WHAT YOU HAVE TO DO -> In the listing below, find the line containing "PR #94, opened 2020-04-17" and the line containing "Closing in favor of #113.". Repeat exactly those two lines and every line between them, nothing more.

[Start of section]

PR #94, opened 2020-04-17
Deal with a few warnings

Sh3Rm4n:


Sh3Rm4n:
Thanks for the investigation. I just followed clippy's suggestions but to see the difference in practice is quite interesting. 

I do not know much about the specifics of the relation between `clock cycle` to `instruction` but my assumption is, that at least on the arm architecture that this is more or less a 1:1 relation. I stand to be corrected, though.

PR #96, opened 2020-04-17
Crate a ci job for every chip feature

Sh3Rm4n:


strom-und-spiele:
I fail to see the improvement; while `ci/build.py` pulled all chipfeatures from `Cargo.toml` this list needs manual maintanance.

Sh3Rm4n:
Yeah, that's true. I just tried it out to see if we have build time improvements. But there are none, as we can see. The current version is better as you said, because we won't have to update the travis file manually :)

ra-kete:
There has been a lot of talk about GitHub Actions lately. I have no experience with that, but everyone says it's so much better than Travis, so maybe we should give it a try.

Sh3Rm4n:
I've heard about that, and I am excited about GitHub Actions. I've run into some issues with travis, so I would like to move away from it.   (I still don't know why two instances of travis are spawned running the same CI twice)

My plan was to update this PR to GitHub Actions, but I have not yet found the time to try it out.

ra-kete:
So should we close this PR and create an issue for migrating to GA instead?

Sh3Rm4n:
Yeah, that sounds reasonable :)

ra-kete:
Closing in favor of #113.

[End of section]
[Start of section]

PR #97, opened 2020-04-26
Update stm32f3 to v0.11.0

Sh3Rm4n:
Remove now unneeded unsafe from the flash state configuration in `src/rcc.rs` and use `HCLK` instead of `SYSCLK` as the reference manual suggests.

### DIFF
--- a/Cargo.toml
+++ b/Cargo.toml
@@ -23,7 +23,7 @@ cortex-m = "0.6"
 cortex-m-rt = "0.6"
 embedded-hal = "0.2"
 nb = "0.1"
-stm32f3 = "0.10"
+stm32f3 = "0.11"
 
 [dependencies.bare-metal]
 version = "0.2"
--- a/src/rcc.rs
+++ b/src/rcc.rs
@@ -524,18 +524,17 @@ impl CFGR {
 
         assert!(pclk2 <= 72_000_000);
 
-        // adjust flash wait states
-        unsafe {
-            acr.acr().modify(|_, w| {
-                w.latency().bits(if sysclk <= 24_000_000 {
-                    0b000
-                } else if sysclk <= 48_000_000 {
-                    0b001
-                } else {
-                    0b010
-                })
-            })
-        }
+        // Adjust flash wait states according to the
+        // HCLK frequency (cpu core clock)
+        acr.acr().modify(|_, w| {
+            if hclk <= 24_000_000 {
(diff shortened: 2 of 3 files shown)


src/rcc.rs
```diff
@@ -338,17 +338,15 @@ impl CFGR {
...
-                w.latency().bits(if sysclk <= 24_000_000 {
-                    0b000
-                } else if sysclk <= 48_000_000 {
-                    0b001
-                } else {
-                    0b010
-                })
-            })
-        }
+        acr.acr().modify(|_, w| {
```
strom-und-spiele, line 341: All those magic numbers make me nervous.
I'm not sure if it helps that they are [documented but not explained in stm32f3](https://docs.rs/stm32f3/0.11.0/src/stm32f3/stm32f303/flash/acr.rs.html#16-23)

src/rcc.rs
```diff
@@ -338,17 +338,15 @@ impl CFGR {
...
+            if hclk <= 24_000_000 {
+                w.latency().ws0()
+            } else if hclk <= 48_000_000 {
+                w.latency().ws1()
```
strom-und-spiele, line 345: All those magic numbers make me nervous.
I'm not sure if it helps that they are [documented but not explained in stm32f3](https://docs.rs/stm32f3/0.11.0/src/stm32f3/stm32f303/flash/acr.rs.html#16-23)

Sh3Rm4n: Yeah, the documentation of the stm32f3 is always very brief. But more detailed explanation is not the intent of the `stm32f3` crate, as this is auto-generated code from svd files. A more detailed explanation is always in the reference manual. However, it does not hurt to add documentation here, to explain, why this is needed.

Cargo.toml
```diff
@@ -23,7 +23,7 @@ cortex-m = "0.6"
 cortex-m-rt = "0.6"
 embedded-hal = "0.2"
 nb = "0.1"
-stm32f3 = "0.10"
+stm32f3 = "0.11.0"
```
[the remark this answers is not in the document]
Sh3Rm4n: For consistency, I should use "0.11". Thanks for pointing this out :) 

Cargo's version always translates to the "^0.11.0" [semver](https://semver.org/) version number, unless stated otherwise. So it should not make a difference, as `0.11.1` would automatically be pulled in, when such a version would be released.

[End of section]
[Start of section]

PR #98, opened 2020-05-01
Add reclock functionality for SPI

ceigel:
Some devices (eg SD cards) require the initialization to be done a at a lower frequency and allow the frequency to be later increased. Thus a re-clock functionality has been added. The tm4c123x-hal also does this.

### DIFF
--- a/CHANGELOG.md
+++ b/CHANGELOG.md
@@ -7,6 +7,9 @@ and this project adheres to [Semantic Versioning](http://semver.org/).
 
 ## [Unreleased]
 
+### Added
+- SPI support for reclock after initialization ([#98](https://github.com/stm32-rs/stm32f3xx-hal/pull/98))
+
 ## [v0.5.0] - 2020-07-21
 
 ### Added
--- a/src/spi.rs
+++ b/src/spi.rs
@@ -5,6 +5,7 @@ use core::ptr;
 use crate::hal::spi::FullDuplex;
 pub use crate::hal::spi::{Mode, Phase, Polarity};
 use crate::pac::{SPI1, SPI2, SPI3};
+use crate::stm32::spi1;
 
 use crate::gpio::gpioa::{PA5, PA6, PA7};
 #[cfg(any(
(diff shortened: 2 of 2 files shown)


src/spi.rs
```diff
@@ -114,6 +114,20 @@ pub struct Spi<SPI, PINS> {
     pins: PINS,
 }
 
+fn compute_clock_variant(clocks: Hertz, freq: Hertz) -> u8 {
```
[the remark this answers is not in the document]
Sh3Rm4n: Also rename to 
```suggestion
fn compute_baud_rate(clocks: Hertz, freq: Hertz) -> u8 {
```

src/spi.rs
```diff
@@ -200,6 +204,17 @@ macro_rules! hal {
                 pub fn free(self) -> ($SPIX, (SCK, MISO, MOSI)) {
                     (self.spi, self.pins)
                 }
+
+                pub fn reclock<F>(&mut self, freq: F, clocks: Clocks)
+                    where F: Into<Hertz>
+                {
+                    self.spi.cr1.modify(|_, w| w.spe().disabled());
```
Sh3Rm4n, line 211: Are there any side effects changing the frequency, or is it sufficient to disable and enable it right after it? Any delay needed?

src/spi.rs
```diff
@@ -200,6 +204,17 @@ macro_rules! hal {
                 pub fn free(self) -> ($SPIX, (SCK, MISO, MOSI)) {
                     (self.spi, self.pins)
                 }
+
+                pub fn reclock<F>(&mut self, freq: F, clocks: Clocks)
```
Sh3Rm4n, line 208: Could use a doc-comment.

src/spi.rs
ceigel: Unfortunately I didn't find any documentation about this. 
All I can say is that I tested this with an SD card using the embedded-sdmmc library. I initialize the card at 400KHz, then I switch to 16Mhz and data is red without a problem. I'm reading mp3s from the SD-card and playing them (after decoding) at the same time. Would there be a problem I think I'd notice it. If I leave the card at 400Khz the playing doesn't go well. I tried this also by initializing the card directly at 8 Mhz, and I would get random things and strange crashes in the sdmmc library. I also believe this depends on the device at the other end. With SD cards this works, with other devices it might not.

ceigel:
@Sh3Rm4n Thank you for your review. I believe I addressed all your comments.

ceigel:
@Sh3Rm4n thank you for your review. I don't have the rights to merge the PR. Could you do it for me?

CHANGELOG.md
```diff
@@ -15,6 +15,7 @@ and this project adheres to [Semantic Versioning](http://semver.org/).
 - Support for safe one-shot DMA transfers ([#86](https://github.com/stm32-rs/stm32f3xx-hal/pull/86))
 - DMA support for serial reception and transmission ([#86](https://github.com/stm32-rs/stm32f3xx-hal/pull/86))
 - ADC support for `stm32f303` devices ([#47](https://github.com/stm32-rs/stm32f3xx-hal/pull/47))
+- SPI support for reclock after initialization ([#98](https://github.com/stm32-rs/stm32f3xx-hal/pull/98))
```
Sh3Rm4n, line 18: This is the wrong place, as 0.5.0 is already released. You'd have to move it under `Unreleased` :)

[End of section]

EXERCISE RESULT ->
PR #94, opened 2020-04-17
Deal with a few warnings

Sh3Rm4n:


Sh3Rm4n:
Thanks for the investigation. I just followed clippy's suggestions but to see the difference in practice is quite interesting. 

I do not know much about the specifics of the relation between `clock cycle` to `instruction` but my assumption is, that at least on the arm architecture that this is more or less a 1:1 relation. I stand to be corrected, though.

PR #96, opened 2020-04-17
Crate a ci job for every chip feature

Sh3Rm4n:


strom-und-spiele:
I fail to see the improvement; while `ci/build.py` pulled all chipfeatures from `Cargo.toml` this list needs manual maintanance.

Sh3Rm4n:
Yeah, that's true. I just tried it out to see if we have build time improvements. But there are none, as we can see. The current version is better as you said, because we won't have to update the travis file manually :)

ra-kete:
There has been a lot of talk about GitHub Actions lately. I have no experience with that, but everyone says it's so much better than Travis, so maybe we should give it a try.

Sh3Rm4n:
I've heard about that, and I am excited about GitHub Actions. I've run into some issues with travis, so I would like to move away from it.   (I still don't know why two instances of travis are spawned running the same CI twice)

My plan was to update this PR to GitHub Actions, but I have not yet found the time to try it out.

ra-kete:
So should we close this PR and create an issue for migrating to GA instead?

Sh3Rm4n:
Yeah, that sounds reasonable :)

ra-kete:
Closing in favor of #113.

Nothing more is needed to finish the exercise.